Tout d’abord, les anticipations d’inflation peuvent avoir un effet autoréalisateur. Au sein des entreprises, les employés, s’ils anticipent une hausse de l’inflation, seront incités à négocier à la hausse leurs futures rémunérations et ce, d’autant plus que le chômage est faible et les perspectives de croissance importantes. Or, les études empiriques montrent que les entreprises, afin de compenser les hausses de salaires, ont généralement tendance à augmenter les prix de vente de leurs biens et services afin de maintenir leurs marges. 

Pour autant, pourquoi les acteurs économiques anticiperaient-ils une hausse généralisée des prix ? Tout d’abord, parce que l’on observe au niveau mondial une pénurie des produits intermédiaires, une hausse du coût du transport maritime (le prix d’un conteneur de 20 pieds pour relier la Chine à l’Europe est passé de 1000$ en juillet 2020 à plus de 4 400$ à fin janvier 2021), et un retour des prix du pétrole aux alentours des 60$ le baril de WTI. Or, tous ces facteurs renchérissent les coûts de production des entreprises, et l’on peut penser que ceux-ci se répercuteront tôt ou tard sur les prix de vente.

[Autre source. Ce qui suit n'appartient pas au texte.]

PR #38, opened 2019-09-14
Reflex is a reflex

pjforde1978:
# Bug Fix

## Description

reflex_class is going to be TodosReflex, for example, not StimulusReflex::Reflex

Need to test subclass, not equality.

## Why should this be added

Reflexes will not run unless this is fixed.

## Checklist


pjforde1978:
If anyone wants to give me a lesson in collapsing commits, I have no ego and will not be shamed.

pjforde1978:
That was actually the first thing I tried, and it didn’t work. I didn’t even realize that you could use < as an inheritance operator until last night.

Caveat, I was very tired so if is_a? decides to start working again, amazing.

En outre, les enjeux de protection sanitaire au sein des entreprises ayant engendré entre autres une réduction des capacités d’accueil ont fait baisser les capacités de production des entreprises ; et ce, alors même que l’on anticipe une reprise de la consommation, soutenue entre autres par les différents plans de relance budgétaire (voir le plan de relance de 1 900 Md€ supplémentaires du président Biden aux États-Unis). 

Ainsi, la conjonction d’anticipations d’inflation autoréalisatrices, de coûts de production en hausse et d’un potentiel décalage à venir entre la capacité de production des entreprises et une consommation qui devrait s’accroître, semble constituer le terreau idéal d’un retour réel de l’inflation. 

En synthèse

  • La sensibilité des actifs immobiliers au taux d’actualisation est d’autant plus forte que la durée de l’actif est importante (concept de duration en gestion de portefeuille d’actifs à taux fixes) et que ses cash-flows sont peu élevés (équivalent des coupons) : le choix du taux d’actualisation est donc un véritable enjeu pour valoriser un actif immobilier. 
  • Ces dernières semaines, les récents changements de perspectives d’inflation ayant rendu le rendement des OAT particulièrement volatile, quel taux retenir dans son modèle de valorisation d’actifs ?
  • Au niveau des fondamentaux macroéconomiques et financiers, le retour attendu de la croissance mondiale en 2021 et 2022, associé aux pressions inflationnistes récentes et à des anticipations d’inflation autoréalisatrices, créent les conditions idéales pour que le rendement actuel de l’OAT 10 ans se maintienne, voire même augmente en 2021 et 2022.
  • Toutefois, il ne faut pas oublier ni sous-estimer le rôle, la volonté et la capacité d’un acteur devenu majeur sur les marchés financiers. En effet, la BCE peut tout à fait, comme elle l’a annoncé le 11 mars dernier, et même si ce n’est pas son mandat explicite, exercer - via ses d’achats d’actifs- une pression baissière sur la courbe des OAT ; ce qu’elle ne manquera pas de faire afin de « maintenir des conditions financières favorables ». 
  • L’OAT 10 ans sur ses niveaux bas actuels semble donc avoir encore de beaux jours devant elle.